| RECORDS |
PR #73, opened 2023-09-21
MDTZ-977 Add schema validation for incoming requests

jv3nk:
This PR aims to refactor how we type our routes, so we can have better type safety/validation in our handlers.

- Route request/response types and schemas are now located in the route package, in `types.ts` and `schemas.ts` respectively
- Added schemas for all endpoint inputs (POST bodies and query parameters), which are used to validate incomings requests with `assertSchema`
- Added a middleware to extract the user's Atlassian user ID from request headers
- Removed `TypedRequest` in favour of using type parameters on the Express `Request` type instead
  - This gets us better type safety because it lets us type query parameters and locals as well


src/infrastructure/figma/schemas.ts
jv3nk, line 1: This file was split into the following files:

- `FigmaWebhookEventPayload` moved to `src/web/routes/figma/types.ts`
- `FigmaWebhookEventType` moved to `src/usecases/types.ts`
  - This was not moved to `src/web/routes/figma/types.ts` because the type is used in our use cases and I wanted to avoid use cases depending on the routes package
- `FIGMA_WEBHOOK_EVENT_TYPE_SCHEMA` moved to `src/usecases/schemas.ts`
- `FIGMA_WEBHOOK_PAYLOAD_SCHEMA` moved to `src/web/routes/figma/schemas.ts`

src/web/middleware/extract-user-id-from-headers-middleware.ts
```diff
@@ -0,0 +1,20 @@
+import type { NextFunction, Request, Response } from 'express';
+
+import { UnauthorizedError } from './errors';
+
+import { ensureString } from '../../common/stringUtils';
+
+export const extractUserIdFromHeadersMiddleware = (
```
jv3nk, line 7: I originally had this middleware also attempt to extract the user ID from the `userId` query parameter, but decided it was better to just do this in the `/checkAuth` route instead (which is the only place where we expect a `userId` in query params).

src/web/routes/entities/index.ts
```diff
@@ -2,47 +2,48 @@ import { HttpStatusCode } from 'axios';
...
 	'/associateEntity',
-	authHeaderSymmetricJwtMiddleware,
 	(
-		req: TypedRequest<AssociateEntityRequestParams>,
+		req: AssociateEntityRequest,
 		res: AssociateEntityResponse,
 		next: NextFunction,
 	) => {
-		const atlassianUserId = getUserIdHeaderOrThrow(req.headers['user-id']);
+		assertSchema(req.body, ASSOCIATE_ENTITY_REQUEST_BODY_SCHEMA);
```
akostevich-atlassian, line 40: **praise:** Amazing! I feel much more confident in what our service does with this assertion.

src/infrastructure/figma/schemas.ts
akostevich-atlassian: **suggestion:** Great reorganization, Justin!

Frankly speaking, I think we could move `FigmaWebhookEventType` to `src/web/routes/figma/types.ts` as well, but, as you mentioned, we need to remove the dependency on this type from `handleFigmaFileChangeEventUseCase` first.

There are 2 easy ways how we could do this:

1. Currently, `FigmaWebhookEventType` is used to determine whether we are interested in a received event.  We could move this check to the `/figma/webhook` route, so our use case do not need to bother about irrelevant events at all.  
  ```ts
  figmaRouter.post('/webhook', (req, res, next) => {
	  assertSchema(req.body, FIGMA_WEBHOOK_PAYLOAD_SCHEMA);
  
	  const { event_type, file_key, webhook_id } = req.body;
  
          if (event_type !== 'FILE_UPDATE') {
	          return res.sendStatus(HttpStatusCode.Ok)
          }
  
	  handleFigmaFileChangeEventUseCase
		  .execute(webhook_id, file_key, event_type)
		  // Figma docs specify that you should return a 200 OK if sucessful
		  .then(() => res.sendStatus(HttpStatusCode.Ok))
		  .catch(next);
  });
  ```
  Another benefit of this approach is that we could delegate different events to different use cases (which can have a very different business logic and implementation!) in a route.
  ```ts
  figmaRouter.post('/webhook', (req, res, next) => {
	  assertSchema(req.body, FIGMA_WEBHOOK_PAYLOAD_SCHEMA);
  
	  const { event_type, file_key, webhook_id } = req.body;
  
	  switch (event_type) {
		  case 'FILE_UPDATE': {
			  return handleFigmaFileUpdateEventUseCase
				  .execute(webhook_id, file_key, event_type)
				  .then(() => res.sendStatus(HttpStatusCode.Ok))
				  .catch(next);
		  }
		  case 'FILE_DELETE': {
			  // ...
		  }
		  default: return res.sendStatus(HttpStatusCode.Ok)
	  }
  });
  ```
	
2. Introduce a separate `SupportedFigmaFileChange` type for `handleFigmaFileChangeEventUseCase` with values our use case is interested in (currently, only `FILE_UPDATE`).

Off the top of my head, between these 2 options, I would go with option #1.

akostevich-atlassian:
**praise:** There is so much great stuff in this PR. I cannot wait to see it in `main` :)

akostevich-atlassian (approved):

src/web/middleware/extract-user-id-from-headers-middleware.ts
```diff
@@ -0,0 +1,20 @@
...
+	req: Request,
+	res: Response<unknown, { atlassianUserId: string }>,
+	next: NextFunction,
+): void => {
```
jvrankul23, line 11: :chefskiss:

jvrankul23:
Awesome PR, thanks @jv3nk. Feels a lot cleaner and safer now.

jvrankul23 (approved):

src/infrastructure/figma/schemas.ts
jv3nk: Great suggestion, I agree that option 1 looks better, I'll make this change.

PR #75, opened 2023-09-21
Add existing figma web panel

jvrankul23:
Adds static assets from the existing figma-for-jira Connect app and adds the webPanels module, controllable by a feature flag.


Roystbeef (approved):
LGTM!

| EXERCISE DETAILS |
A single figure is required: the number of lines in the data where the word "with" occurs.

| YOUR SOLUTION |
4